======== Entries supplied
PR #6050, opened 2023-11-21
CMake dxc as subproject fixes

amaiorano:
These changes allow us to use DXC as as CMake subproject (via add_subdirectory).

Commit comments from each commit:

===

cmake: allow CMAKE_INSTALL_RPATH to be defined in superproject on APPLE platforms

As on Linux, allow CMAKE_INSTALL_RPATH to be defined in a CMake superproject.

===

cmake: Allow LLVM_ENABLE_ASSERTIONS=OFF to disable assertions in Debug builds

Currently, this flag is only used to enable assertions in non-Debug
builds, but is not respected in Debug builds. That is, if set to false,
Debug builds will still assert. This change fixes that.

Note that by default, LLVM_ENABLE_ASSERTIONS is true in Debug builds, so
unless it's explicitly set to false, this is a no-op for most people.

===

cmake: Allow DIRECTX_HEADERS_INCLUDE_DIR to be defined from superproject

Useful for when DXC is included as a subdirectory. In Dawn/Chrome, we
use our own mirror of DirectX-Headers instead of checking out the repo's
submodules, so we need to override this variable.


amaiorano:
Let me know if you prefer I split this into three PRs, one per commit.

s-perron (commented):
I don't have any opinion on this PR. From an implementation perspective it looks fine to me. My only question is if we really want to disable assertions in debug build by default. I think that is what is happening. Many developers probably expect that behaviour, and will be caught off guard.

amaiorano:
> My only question is if we really want to disable assertions in debug build by default. I think that is what is happening. Many developers probably expect that behaviour, and will be caught off guard.

This change does not disable asserts by default. All it does is make it possible to do so by setting `LLVM_ENABLE_ASSERTION` to OFF; however, this flag is ON by default in Debug builds.

s-perron (approved):

hekota (approved):
LGTM!

PR #6056, opened 2023-11-23
CMake: fix FindD3D12.cmake when using non-VS generators

amaiorano:
FindD3D12.cmake sets WIN10_SDK_VERSION to
CMAKE_VS_WINDOWS_TARGET_PLATFORM_VERSION; however, this latter variable is only defined when using a Visual Studio CMake generator. When using Ninja instead, for example, this variable will be empty, and WIN10_SDK_VERSION will remain unset.

This change detects when CMAKE_VS_WINDOWS_TARGET_PLATFORM_VERSION and attempts to retrieve the latest SDK by listing directories under ${WIN10_SDK_PATH}/Include.

### DIFF
--- a/cmake/modules/FindD3D12.cmake
+++ b/cmake/modules/FindD3D12.cmake
@@ -1,7 +1,18 @@
 # Find the Win10 SDK path.
 if ("$ENV{WIN10_SDK_PATH}$ENV{WIN10_SDK_VERSION}" STREQUAL "" )
   get_filename_component(WIN10_SDK_PATH "[HKEY_LOCAL_MACHINE\\SOFTWARE\\Microsoft\\Windows Kits\\Installed Roots;KitsRoot10]" ABSOLUTE CACHE)
-  set (WIN10_SDK_VERSION ${CMAKE_VS_WINDOWS_TARGET_PLATFORM_VERSION})
+  if (CMAKE_VS_WINDOWS_TARGET_PLATFORM_VERSION)
+    set (WIN10_SDK_VERSION ${CMAKE_VS_WINDOWS_TARGET_PLATFORM_VERSION})
+  else()
+    # CMAKE_VS_WINDOWS_TARGET_PLATFORM_VERSION may not be defined if, for example,
+    # the Ninja generator is used instead of Visual Studio. Attempt to retrieve the
+    # most recent SDK version from the list of paths under "${WIN10_SDK_PATH}/Include/".
+    file(GLOB sdk_dirs RELATIVE "${WIN10_SDK_PATH}/Include/" "${WIN10_SDK_PATH}/Include/10.*")
+    if (sdk_dirs)
+      list(POP_BACK sdk_dirs WIN10_SDK_VERSION)
+    endif()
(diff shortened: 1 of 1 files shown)


amaiorano:
This is also needed for our CMake built of Dawn, as we use Ninja to build faster. I suspect this would also fix issues when building DXC using "Open Folder" which also uses Ninja instead of MSBuild, but I haven't tested this path.

cmake/modules/FindD3D12.cmake
```diff
@@ -1,7 +1,18 @@
...
+    set (WIN10_SDK_VERSION ${CMAKE_VS_WINDOWS_TARGET_PLATFORM_VERSION})
+  else()
+    # CMAKE_VS_WINDOWS_TARGET_PLATFORM_VERSION may not be defined if, for example,
+    # the Ninja generator is used instead of Visual Studio. Attempt to retrieve the
+    # most recent SDK version from the list of paths under "${WIN10_SDK_PATH}/Include/".
+    file(GLOB sdk_dirs RELATIVE "${WIN10_SDK_PATH}/Include/" "${WIN10_SDK_PATH}/Include/10.*")
+    if (sdk_dirs)
+      list(POP_BACK sdk_dirs WIN10_SDK_VERSION)
+    endif()
+    unset(sdk_dirs)
```
amaiorano, line 14: Note that this makes use of `file(GLOB...)` to get the list of directories from the file system. There is a way to actually get this list from the registry, but it requires CMake 3.24 to make use of the [windows registry query function to get the list of subkeys](https://cmake.org/cmake/help/latest/command/cmake_host_system_information.html#query-windows-registry). The code would look like this:

```
  # Using the Ninja generator will not set CMAKE_VS_WINDOWS_TARGET_PLATFORM_VERSION.
  # Attempt to retrieve the most recent SDK version by retrieving the last subkeys under "Installed Roots"
  cmake_host_system_information(RESULT INSTALLED_ROOTS QUERY WINDOWS_REGISTRY "HKEY_LOCAL_MACHINE\\SOFTWARE\\Microsoft\\Windows Kits\\Installed Roots" SUBKEYS ERROR_VARIABLE ERROR_RESULT)
  list(POP_BACK INSTALLED_ROOTS WIN10_SDK_VERSION)
```

But since DXC requires CMake 3.17.2, I went with file globbing instead.

hekota (approved):
LGTM!

cmake/modules/FindD3D12.cmake
llvm-beanz: In CMake 3.17 (and many earlier versions) there is an undocumented feature of `get_filename_component` to read registry values. We actually use that in this file a few lines above your change.

amaiorano: > In CMake 3.17 (and many earlier versions) there is an undocumented feature of `get_filename_component` to read registry values. We actually use that in this file a few lines above your change.

Yeah, but unfortunately it cannot be used to read subkeys. I looked at the source code for CMake to see if it was possible.

llvm-beanz (approved):

PR #18, opened 2023-08-31
fix: fix error shown in debug message

warber:
Fixes a debug message:

debug   [coord=project:bucket:my-bucket][gid=0] Failed to create new object with bucket name "project_bucket_my-bucket". Trying to update existing object. Error: **%!s(<nil>)**

### DIFF
--- a/api/clients/buckets/bucket.go
+++ b/api/clients/buckets/bucket.go
@@ -290,7 +290,7 @@ func (c Client) upsert(ctx context.Context, bucketName string, data []byte) (Res
 	}
 
 	// Otherwise, try to update an existing bucket definition
-	logger.V(1).Info(fmt.Sprintf("Failed to create new object with bucket name %q. Trying to update existing object. Error: %s", bucketName, err))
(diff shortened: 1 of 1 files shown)


api/clients/buckets/bucket.go
```diff
@@ -290,7 +290,7 @@ func (c Client) upsert(ctx context.Context, bucketName string, data []byte) (Res
 	}
 
 	// Otherwise, try to update an existing bucket definition
-	logger.V(1).Info(fmt.Sprintf("Failed to create new object with bucket name %q. Trying to update existing object. Error: %s", bucketName, err))
+	logger.V(1).Info(fmt.Sprintf("Failed to create new object with bucket name %q. Trying to update existing object. Error: %s", bucketName, resp.Payload))
```
UnseenWizzard, line 293:
```suggestion
	logger.V(1).Info(fmt.Sprintf("Failed to create new object with bucket name %q. Trying to update existing object. API Error (HTTP %d): %s", bucketName, resp.StatusCode, resp.Payload))
```

I think it might be work making it clear it was an API error and include the status code

UnseenWizzard (approved):

PR #19, opened 2023-08-31
feat: add WithUserAgent to factory

warber:
Adds the possibility to set an "User-Agent" via the provided client factory.
Also, the struct name was changed to just `factory` instead of `clientFactory`
Further, accessing the factory is now just possible via an exported `Factory()` function

### DIFF
--- a/api/clients/factory.go
+++ b/api/clients/factory.go
@@ -42,6 +42,7 @@ func Factory() factory {
 type factory struct {
 	url         string                    // The base URL of the API.
 	oauthConfig *clientcredentials.Config // Configuration for OAuth2 client credentials.
+	userAgent   string                    // The User-Agent header to be set
 }
 
 // WithOAuthCredentials sets the OAuth2 client credentials configuration for the factory.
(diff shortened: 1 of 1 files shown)


api/clients/factory.go
```diff
@@ -26,35 +26,44 @@ import (
...
-func (f clientFactory) WithEnvironmentURL(u string) clientFactory {
+func (f factory) WithEnvironmentURL(u string) factory {
 	f.url = u
 	return f
 }
 
-// BucketClient creates and returns a new instance of buckets.Client for interacting with the bucket API
-func (f clientFactory) BucketClient() (*buckets.Client, error) {
+// WithUserAgent sets the User-Agent header.
+func (f factory) WithUserAgent(userAgent string) factory {
```
UnseenWizzard, line 60: Shouldn't we just allow setting arbitrary headers?

UnseenWizzard: Never mind, I guess in general headers are something you might want to set specifically for the client with SetHeader, while the user-agent is something you want on all clients

UnseenWizzard (approved):

api/clients/factory.go
```diff
@@ -26,35 +26,44 @@ import (
...
+	f.userAgent = userAgent
+	return f
+}
+
+// BucketClient creates and returns a new instance of buckets.Client for interacting with the bucket API.
+func (f factory) BucketClient() (*buckets.Client, error) {
```
UnseenWizzard, line 66: not necessary in this pr but in general I think it would make sense to unit test the behaviour of these client constructors. Does produce errors as expected, does it create a correctly configured bucket client, etc. This being the main interface I think it's well worth covering its expected behavior with tests

warber: tests are coming :)

PR #23, opened 2023-09-01
feat: add possibility to convert an Response into an APIError

warber:
Often you want to treat API responses (4xx,5xx) as a real go error. I've introduced the AsAPIError method on response which enables just that.

```go
if err, ok := response.AsAPIError(); ok {
  //do something wit api err
}
```

### DIFF
--- a/api/response_test.go
+++ b/api/response_test.go
@@ -15,7 +15,9 @@
 package api
 
 import (
+	"github.com/dynatrace/dynatrace-configuration-as-code-core/api/rest"
 	"github.com/stretchr/testify/assert"
+	"net/http"
 	"testing"
 )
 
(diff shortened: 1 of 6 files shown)


api/response_test.go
================
## [Activity]
Write out a verbatim copy of the data, beginning with its first line and ending with the line that contains "cmake: allow CMAKE_INSTALL_RPATH".

## [Solution for this exercise]
PR #6050, opened 2023-11-21
CMake dxc as subproject fixes

amaiorano:
These changes allow us to use DXC as as CMake subproject (via add_subdirectory).

Commit comments from each commit:

===

cmake: allow CMAKE_INSTALL_RPATH to be defined in superproject on APPLE platforms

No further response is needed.